Despite the fact that the judge is aware of the circumstances that limit the accuracy of his
forecasts, the illusion persists. Despite the extensive research demonstrating that selection
interviews are highly unreliable, psychologists who conduct selection interviews generally
have a high level of confidence in their predictions. Despite numerous examples of its
shortcomings, the clinical interview is still used for selection, demonstrating the tenacity of
this effect.

CONCLUSION:

Bias is typically thought of in terms of underlying motivations or interests, particularly in the


political realm.
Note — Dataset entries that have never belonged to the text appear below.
Issue #3381, opened 2026-09-06
[Bug]: Gateway Controller does not validate policy params for LLM `operationPolicies` and the deprecated `policies` list


thivindu:
### Please select the area the issue is related to

Gateway

### Please select the aspect the issue is related to

Aspect/API (API backends, definitions, contracts, interfaces, OpenAPI)

### Description

`PolicyValidator` validates policy `params` against the policy definition's declared JSON Schema for most artifact types, but silently skips it for two of the five policy collections an `LlmProvider`/`LlmProxy` can declare.

[`validateLLMPolicyRefs`](https://github.com/wso2/api-platform/blob/main/gateway/gateway-controller/pkg/config/policy_validator.go#L120-L150) resolves the policy reference for the operation-level and deprecated lists and then **discards the resolved definition**, so the `params` are never schema-checked:

```go
for i, policy := range *operationPolicies {
    _, errs := pv.validatePolicyRef(policy.Name, policy.Version, fmt.Sprintf("spec.operationPolicies[%d]", i))
    errors = append(errors, errs...)
}
```

- [`operationPolicies`](https://github.com/wso2/api-platform/blob/main/gateway/gateway-controller/pkg/config/policy_validator.go#L133-L139) and [deprecated `policies`](https://github.com/wso2/api-platform/blob/main/gateway/gateway-controller/pkg/config/policy_validator.go#L141-L147).

Only the global (api-level) list routes through [`validatePolicy`](https://github.com/wso2/api-platform/blob/main/gateway/gateway-controller/pkg/config/policy_validator.go#L152-L174), which performs the schema check.

### Coverage today

| Artifact kind | Policy collection | Name + version | Params vs. schema |
|---|---|---|---|
| `RestApi` | `spec.policies` | ✅ | ✅ |
| `RestApi` | `spec.operations[].policies` | ✅ | ✅ |
| `Mcp` | `spec.policies` | ✅ | ✅ |
| `LlmProvider` / `LlmProxy` | `spec.globalPolicies` | ✅ | ✅ |
| `LlmProvider` / `LlmProxy` | `spec.operationPolicies[].paths[].params` | ✅ | ❌ **not validated** |
| `LlmProvider` / `LlmProxy` | `spec.policies[].paths[].params` (deprecated) | ✅ | ❌ **not validated** |

[...]

PR #3383, opened 2026-09-07
Validate policy params for LLM operationPolicies and the policies list

thivindu:
## Purpose

`PolicyValidator` validates policy `params` against the policy definition's declared JSON Schema for most artifact types, but silently skips it for two of the five policy collections an `LlmProvider`/`LlmProxy` can declare. [`validateLLMPolicyRefs`](https://github.com/wso2/api-platform/blob/main/gateway/gateway-controller/pkg/config/policy_validator.go#L120-L150) resolved the policy reference for the operation-level and deprecated lists and then discarded the resolved definition:

```go
// Operation-level policies: validate name + version existence.
_, errs := pv.validatePolicyRef(policy.Name, policy.Version, ...)   // ← the *models.PolicyDefinition is dropped
```

Only the global (api-level) list routed through `validatePolicy`, which performs the schema check.

**Coverage before this PR:**

| Artifact kind | Policy collection | Name + version | Params vs. schema |
|---|---|---|---|
| `RestApi` | `spec.policies`, `spec.operations[].policies` | ✅ | ✅ |
| `Mcp` | `spec.policies` | ✅ | ✅ |
| `LlmProvider` / `LlmProxy` | `spec.globalPolicies` | ✅ | ✅ |
| `LlmProvider` / `LlmProxy` | `spec.operationPolicies[].paths[].params` | ✅ | ❌ |
| `LlmProvider` / `LlmProxy` | `spec.policies[].paths[].params` (deprecated) | ✅ | ❌ |

A misconfigured operation-level LLM policy therefore deployed successfully instead of being rejected: missing required params, out-of-range values and unknown properties all passed. The failure surfaced later at runtime, where the policy is dropped or misbehaves with no deploy-time signal — and the *same* params on the *same* policy were correctly rejected when attached as a `globalPolicy`, which made the behavior look arbitrary.

Resolves:
- https://github.com/wso2/api-platform/issues/3381

## Goals

Schema-validate `params` for the two remaining LLM policy collections, so an invalid operation-level policy fails at deploy time with a field path naming the offending param — matching what `RestApi`, `Mcp` and LLM `globalPolicies` already do.

## Approach

`validateLLMPolicyRefs` now uses the `*models.PolicyDefinition` that `validatePolicyRef` was already returning, and validates each path attachment's params:

```go
policyDef, errs := pv.validatePolicyRef(policy.Name, policy.Version, fieldPath)
if len(errs) > 0 { errors = append(errors, errs...); continue }
for j := range policy.Paths {
    errors = append(errors, pv.validateAttachedPolicyParams(policyDef, policy.Paths[j].Params,
        fmt.Sprintf("%s.paths[%d]", fieldPath, j))...)
}
```

A new `validateAttachedPolicyParams` helper coerces then schema-checks one params map. It handles the two things that differ from the api-level path:

- **A nil params map is still validated**, not skipped — otherwise omitting `params:` entirely would bypass a schema's `required` list.
- **Coercion runs first**, since template rendering always yields strings (`{{ env "LIMIT" }}` → `"100"` for an integer param), mirroring `validatePolicy`'s handling of api-level params. Both call sites validate rendered config (`RenderSpec` at `llm_deployment.go:270`/`:457`, validation at `:312`/`:498`), so this is the correct order.

An unresolvable name/version reports once and skips param validation, rather than repeating the same error per path.

## User stories

As an API platform user deploying an `LlmProvider`/`LlmProxy`, when I attach an operation-level policy with invalid params, the deploy is rejected with an error naming the param — instead of succeeding and silently misbehaving at runtime.

## Automation tests

- **Unit tests** — 8 new tests in `policy_validator_llm_test.go` (+188 lines), covering: valid params; missing required / out-of-range / unknown-property; absent `params` map; string→int coercion; a definition with no parameter schema; unresolvable ref not re-reporting per path; the deprecated `policies` list; and the template-merge rationale. Full `gateway-controller` module passes (`go build ./...`, `go vet`, `go test ./...`).
- **Integration tests** — none added. The change is confined to a pure validation function with no I/O; the behavior is fully covered at unit level.

### Regression check against real policy definitions

Because this turns previously-accepted config into rejected config, verified it doesn't reject anything valid: loaded all 36 real policy definitions from `wso2/gateway-controllers` and validated every operation-level/deprecated `params` block in `gateway/examples/*.yaml` (`api-key-auth`, `content-length-guardrail`, `llm-header-router`, `llm-cost-based-ratelimit`, `openai-to-bedrock-transformer`, …) — all clean, no false positives.

**Behavior change to be aware of:** an `LlmProvider`/`LlmProxy` already deployed with invalid operation-level policy params will now fail validation on its next deploy/update. That is the intended fix, but it can surface as a new failure on config that previously "worked".

## Test environment

Go 1.26.2, macOS (darwin 24.6.0). Validation logic is platform- and DB-independent; no browser or database involvement.


thivindu:
@coderabbitai review

renuka-fernando (approved):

The underlying premise of this book is that human judgments are plagued by
far more fundamental biases. Humans are not perfectly logical beings. Even when we have
perfect information and are free of motivational biases, we make bad decisions. Humans
have an uncharitable tendency to pass judgment on others; when seeking explanations for
other people's behavior, we attribute it to characteristics of the individual rather than the
situation in which they find themselves.